TASK INSTRUCTIONS:
Report every line in the listing that contains the string "fallback".
————
PR #2414, opened 2019-06-12
Add seeder and leecher counts, minor refactoring

ianstalk:
### Motivation for changes:
The primary motivation was a feature request on the forum.

The secondary motivation was that the logic is all jammed into one function without much abstraction. I moved the part that parses fields out into its own method because that's what I was touching.

### Detailed changes:
- Move torrent field parsing into `_populate_entry_from_torrent_attrs`
- Add torrent_seeds and torrent_leeches

### Addressed issues:
-N/A

- https://discuss.flexget.com/t/can-plugin-from-transmission-get-more-information/4732/3

### DIFF
--- a/flexget/plugins/clients/transmission.py
+++ b/flexget/plugins/clients/transmission.py
@@ -214,29 +214,9 @@ class PluginTransmissionInput(TransmissionBase):
             if config['host'] in ('localhost', '127.0.0.1'):
                 entry['location'] = torrent.torrentFile
                 entry['url'] = 'file://' + torrent.torrentFile
-            for attr in [
-                'id',
-                'comment',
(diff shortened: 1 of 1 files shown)


gazpachoking:
Looks good to me. I'm wondering if this works differently on different versions of transmission though.. the current rpc specs say that field should be per tracker, rather than a torrent attribute directly. (i.e. `torrent.trackerStats[0].seedCount` or so) I'm not sure why transmission would do it this way though, it seems like you should be able to get the total number of known seeds/leeches, as there could be ones from different trackers, or from dht, or webseeds.

ianstalk:
I don't think this is going to work, actually. Closing the PR.

PR #2422, opened 2019-07-29
[change] Add pagination headers to history api even if no items are present

kristenmills:
### Motivation for changes:
Making Total Count explicitly 0 makes it easier for me to handle infinite scroll for this plugin from the web-ui. 

### Detailed changes:
- Add pagination headers in empty response from GET history api endpoint


gazpachoking:
Looks good to me.

PR #2434, opened 2019-08-26
[fix] thetvdb component retrieve first aired date

KuroSetsuna29:
- fallback to retrieve the first episode's aired date when series's first aired date not specified

### Motivation for changes:
TheTVDB stopped providing the series's first aired date correctly. This fix is to fallback to getting the aired date from the first episode if it is not available.

### Detailed changes:
- If `first_aired` is not set, query TheTVDB API for the first episode and use it's `first_aired` value


gazpachoking:
Seems like a good solution to me, thanks!

KuroSetsuna29:
Sorry, I found an issue. Sometimes the first episode absoluteNumber is not setup correctly either, really seems like a mess over at TheTVDB.

The fix is to use `?airedSeason=1&airedEpisode=1` instead of `?absoluteNumber=1`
————
SOLUTION TO THIS PROBLEM:
- fallback to retrieve the first episode's aired date when series's first aired date not specified
TheTVDB stopped providing the series's first aired date correctly. This fix is to fallback to getting the aired date from the first episode if it is not available.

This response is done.